The sons of Elrond may have been hunting with the Rangers, whose leader had recently been slain and whose heir was too young to fight. I wonder who took over after Arathorn's death? Arwen was in Lothlórien, Legolas in Mirkwood. (Just going over some of the main characters.) Gilraen and Aragorn would have been in Rivendell too. Gimli may have been in the Blue Mountains, though he was away on a journey when Gandalf first visited Thorin after meeting him close to Bree. Of course a lot of these characters didn't exist at the time of the writing of the Hobbit.


----------



## Bucky (Jan 23, 2004)

As Inderjit S says, these folks didn't exist yet in Tolkien's mind, except
Glorfindel & he was probably still dead in Tolkien's mind at the time he wrote The Hobbit.

Now, within the confines of Moddle-earth.......

Gimli says he was too young to go also, right?

Legolas, a fair assumption would be that he fought in The Battle Of Five Armies.

The Sons Of Elrond, in TLOR, it says they were always off hunting orcs, 'forgetting not their mother's torment in the pen's (den's?) of the orc's' who had captured her.

Glorfindel, he most likely was in Rivendell, just not mentioned as even Master Elrond 'comes into many tales, but his part in this one is small, but important, as we will see.....'


----------



## Inderjit S (Jan 23, 2004)

> Gimli says he was too young to go also, right?



Yes, that was what he tells Gandalf and co. in Minas Tirith. Fili and Kili were pretty young for Dwarves (I think it was some 50 years younger the other Dwarves?) and Gimli was older then both of them, yet they went. They may have been allowed to go because they were close kin with Thorin, being Dis's (Thorin's sister) children. Though Tolkien comments in some drafts to the appendix (Given in HoME 12) Dwarves were not as close with their nephews as Men and Elves were they seem to be pretty close (they sacrificed themselves for Thorin) and being of Thror's line would want to take part in their house’s vengeance upon Smaug. 

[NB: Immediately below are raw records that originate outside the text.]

PR #2937, opened 2019-04-29
Rationalise heading sizes and ‘Back’ links

quis:
This pull request makes two main changes to rationalise our page layouts:
- consistency in heading sizes
- use of GOV.UK Design System back links

The reason for making these changes now is to de-clutter the area around the green buttons. The folder permissions work presents a design challenge where multiple levels of interaction are happening in the same form. Removing the dark grey ‘Back’ buttons should mean that, in these complicated forms, there’s one fewer thing to compete for the user’s attention.

# Consistency in heading sizes 

We were using `heading-large` (`36px`) everywhere, except on templates pages. On template pages we started using `24px` sized headings, to make space for displaying long folder names. This meant that when surfing the navigation, headings 

# Use of GOV.UK Design System back links

The Design System has standardised on back links being at the top of the page, decorated with a small text-coloured arrow.

I think this makes more sense than having them as buttons at the bottom of the page, because it suggests, in some way, being able to go back before committing to any of the forms on the page. The things at the bottom of the page feel like they should be performing actions on what’s in the page.

I’ve componentised the back links into a `page_header` macro so that the change is easier to roll out and maintain.

# Result

This consolidates our page templates into one of two fundamental types:

## ‘Hub‘ pages

These have `24px` headings, and no back link. They are:
- linked to from the left-hand navigation (or are filtered views of pages linked to from the left hand navigation)
- pages you move through to get to another page
- pages where where you don’t modify 

## ‘Spoke’ pages 

These have `36px` headings, and a back link. The back link either goes to the associated ‘hub’ page, or the previous page in the journey (if there are multiple steps). They are:
- not linked to directly from the left-hand navigation
- pages which modify state, for example by changing a setting or sending a message

# Screenshots

## Settings pages 

Before | After
---|---
image | image
image | image

## Team pages

Before | After
---|---
image | image
image | image

## Templates and sending pages

Before | After
---|---
image | image
image | image
image | image
image | image

### DIFF
--- a/app/templates/views/check/ok.html
+++ b/app/templates/views/check/ok.html
@@ -3,6 +3,7 @@
 {% from "components/radios.html" import radio_select %}
 {% from "components/table.html" import list_table, field, text_field, index_field, hidden_field_heading %}
 {% from "components/file-upload.html" import file_upload %}
+{% from "components/page-header.html" import page_header %}
 {% from "components/page-footer.html" import page_footer %}
 {% from "components/message-count-label.html" import message_count_label %}
 
@@ -19,9 +20,11 @@
 
 {% block maincolumn_content %}
 
-  <h1 class="heading-large">
-    Preview of {{ template.name }}
-  </h1>
+  {{ page_header(
+    'Preview of {}'.format(template.name),
+    back_link=back_link
+  ) }}
+
   {{ skip_to_file_contents() }}
 
   {{ template|string }}
@@ -41,7 +44,6 @@
       {% else %}
         <a href="{{ url_for('main.check_messages_preview', service_id=current_service.id, template_id=template.id, upload_id=upload_id, filetype='pdf') }}" download class="button">Download as a PDF</a>
       {% endif %}
-      <a href="{{ back_link }}" class="page-footer-back-link">Back</a>
     </form>
   </div>
 
--- a/app/templates/views/edit-user-permissions.html
+++ b/app/templates/views/edit-user-permissions.html
@@ -1,5 +1,6 @@
 {% extends "withnav_template.html" %}
 {% from "components/textbox.html" import textbox %}
+{% from "components/page-header.html" import page_header %}
 {% from "components/page-footer.html" import page_footer %}
 {% from "components/form.html" import form_wrapper %}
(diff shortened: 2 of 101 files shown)


app/templates/views/check/ok.html
```diff
@@ -19,6 +19,8 @@
 
 {% block maincolumn_content %}
 
+  <a class="govuk-back-link" href="{{ back_link }}">Back</a>
```
tombye: Could this, and the `<h1>` below be swapped out for the `page-header` macro?

app/templates/views/edit-user-permissions.html
```diff
@@ -18,6 +18,9 @@
     ) }}
   {% endif %}
 
+
```
tombye: Could this, and the `<h1>` below be swapped out for the `page-header` macro?

app/templates/views/manage-users/edit-user-email.html
```diff
@@ -9,19 +9,13 @@
 
 {% block maincolumn_content %}
 
+  <a class="govuk-back-link" href="{{ url_for('main.edit_user_permissions', service_id=current_service.id, user_id=user.id) }}">Back</a>
```
tombye: Could this, and the `<h1>` below be swapped out for the `page-header` macro?

app/templates/views/manage-users/edit-user-mobile.html
```diff
@@ -9,17 +9,15 @@
 
 {% block maincolumn_content %}
 
+  <a class="govuk-back-link" href="{{ url_for('main.edit_user_permissions', service_id=current_service.id, user_id=user.id) }}">Back</a>
```
tombye: Could this, and the `<h1>` below be swapped out for the `page-header` macro?

app/templates/views/service-settings/set-inbound-number.html
```diff
@@ -10,26 +11,18 @@
 
 {% block maincolumn_content %}
     <h1 class="heading-large">Set Inbound Number</h1>
```
tombye: Should this still be here?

Glorfindel of course appears in 'The Fall of Gondolin' and in the Silmarillion work that existed about the time that the writing of the Hobbit, but Tolkien hadn't yet envisaged him living in Rivendell or of being alive in M-E at all. (Though of course in HoME 6 in the drafts to LoTR we hear that Glorfindel tells the Hobbits about his ancestry in Gondolin. From the start of his conception and appearance in LoTR Tolkien seems to have been the same Glorfindel who slew the Balrog in Gondolin.)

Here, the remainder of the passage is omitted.